In this Rockingham County case, defendant appealed his convictions for statutory rape, indecent liberties with a child, and sex act by a substitute parent or guardian, arguing error in admitting expert testimony that the victim’s testimony was not coached, in granting a motion in limine preventing defendant from cross-examining the victim about her elementary school records, and in admitting a video of defendant’s interrogation showing equipment related to a polygraph examination. The Court of Appeals found no error. 

In 2021, defendant was brought to trial for the statutory rape of his granddaughter in 2017, when she was 11 years old. At trial, a forensic interviewer testified, over defendant’s objection, that he saw no indication that the victim was coached. The trial court also granted a motion in limine to prevent defendant from cross-examining the victim regarding school records from when she was in kindergarten through second grade showing conduct allegedly reflecting her propensity for untruthfulness. The conduct was behavior such as cheating on a test and stealing a pen.  

The Court of Appeals noted “[o]ur Supreme Court has held that ‘an expert may not testify that a prosecuting child-witness in a sexual abuse trial is believable [or] is not lying about the alleged sexual assault.’” Slip Op. at 2, quoting State v. Baymon, 336 N.C. 748, 754 (1994). However, the court could not point to a published case regarding a statement about coaching like the one in question here. Because there was no controlling opinion on the matter, the court engaged in a predictive exercise and held, “[b]ased upon our Supreme Court’s statement in Baymon, we conclude that it was not error for the trial court to allow expert testimony that [the victim] was not coached.” Id. at 3.
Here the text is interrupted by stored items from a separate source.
PR #214, opened 2022-07-07
check engine health after backup

emesika:
Add a health check after backup to delay tests until engine is healthy

### DIFF
--- a/basic-suite-master/test-scenarios/test_002_bootstrap.py
+++ b/basic-suite-master/test-scenarios/test_002_bootstrap.py
@@ -1113,7 +1113,7 @@ def test_verify_notifier(ansible_engine, ost_dc_name):
 
 
 @order_by(_TEST_LIST)
-def test_verify_engine_backup(ansible_engine, engine_api, ost_dc_name, is_node_suite):
+def test_verify_engine_backup(ansible_engine, engine_api, engine_fqdn, engine_download, ost_dc_name, is_node_suite):
     ansible_engine.file(path='/var/log/ost-engine-backup', state='directory', mode='0755')
 
     engine = engine_api.system_service()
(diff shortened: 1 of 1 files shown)


basic-suite-master/test-scenarios/test_002_bootstrap.py
```diff
@@ -1160,6 +1160,12 @@ def test_verify_engine_backup(ansible_engine, engine_api, ost_dc_name, is_node_s
         '--otopi-environment=OVESETUP_SYSTEM/memCheckEnabled=bool:False'
     )
 
+    # verify engine health after backup
+    url = 'https://{}/ovirt-engine/services/health'.format(engine_fqdn)
```
tinez, line 1164: We can use an f-string here.

basic-suite-master/test-scenarios/test_002_bootstrap.py
```diff
@@ -1160,6 +1160,12 @@ def test_verify_engine_backup(ansible_engine, engine_api, ost_dc_name, is_node_s
...
+    assert assert_utils.equals_within_short(
+        lambda: engine_download(url), b"DB Up!Welcome to Health Status!", [(shell.ShellError)]
```
tinez, line 1166: I'd add `allowed_exceptions=` before that shell error exception - it's better than trying to figure out what this parameter does. Also, we don't need `()` surrounding `shell.ShellError`.

tinez (commented):
Apart from minor nits, looks good. I'm tempted to remove that 10s sleep in `test_upload_cirros_image` that comes straight after engine backup... WDYT @bennyz ?

tinez:
@emesika could you please remove that sleep in this PR too?

basic-suite-master/test-scenarios/test_002_bootstrap.py
emesika: will do

PR #217, opened 2022-07-19
lagofy: Export ost-images package lists

acernek:
When installing an ost-image we also get .txt file with all the
packages installed inside. We want those lists to be available
in OST runs' `exported-artifacts` to make debugging issues
caused by a package update easier.


common/helpers/ost-images.sh
```diff
@@ -28,9 +28,11 @@ OST_IMAGES_SSH_KEY=${OST_IMAGES_SSH_KEY:-${OST_IMAGES_DIR}/${OST_IMAGES_DISTRO}_
 # FIXME: until we will build el9stream enigne image, we can use el8 engine with el9 hosts
 [[ "$OST_IMAGES_DISTRO" == "el9stream" ]] && OST_IMAGES_ENGINE_INSTALLED=${OST_IMAGES_ENGINE_INSTALLED/el9stream/el8stream}
 
-for i in OST_IMAGES_BASE OST_IMAGES_NODE OST_IMAGES_ENGINE_INSTALLED OST_IMAGES_HOST_INSTALLED OST_IMAGES_HE_INSTALLED OST_IMAGES_SSH_KEY; do
+for i in OST_IMAGES_BASE OST_IMAGES_NODE OST_IMAGES_ENGINE_INSTALLED OST_IMAGES_HOST_INSTALLED OST_IMAGES_HE_INSTALLED OST_IMAGES_STORAGE_BASE OST_IMAGES_SSH_KEY; do
   [[ -r "${!i}" ]] || declare $i=/usr/share/ost-images/$(basename ${!i})
   echo "${i} ${!i} $(rpm -qf ${!i} 2>/dev/null)"
+  pkglist="$(dirname ${!i})/$(basename ${!i} .qcow2)-pkglist.txt"
+  [[ -r "${pkglist}" ]] && cp "${pkglist}" "${OST_REPO_ROOT}/exported-artifacts/"
```
michalskrivanek, line 35: I don't think it should be done in ost_images. That's a helper that resolves image paths, it should not copy anything. I think handling this within lagofy at ost_init time using only the actually used images would be better. It can even be a part of root disk creation code perhaps, that's where you have that variable at hand, or just jq the $ost_conf for .vms[].root_disk_var

michalskrivanek (changes requested):

common/helpers/ost-images.sh
acernek: Done

lagofy.sh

The court also found no error with the trial court’s conclusions regarding the admissibility of the victim’s childhood records under Rule of Evidence 403. The court explained that the evidence showed behavior that was too remote in time and only marginally probative regarding truthfulness. Finally, the court found no error with the interrogation video, explaining that while it is well established that polygraph evidence is not admissible, the video in question did not show a polygraph examination. Instead, the video merely showed “miscellaneous items on the table and not the actual polygraph evidence,” and all references to a polygraph examination were redacted before being shown to the jury. Id. at 5-6.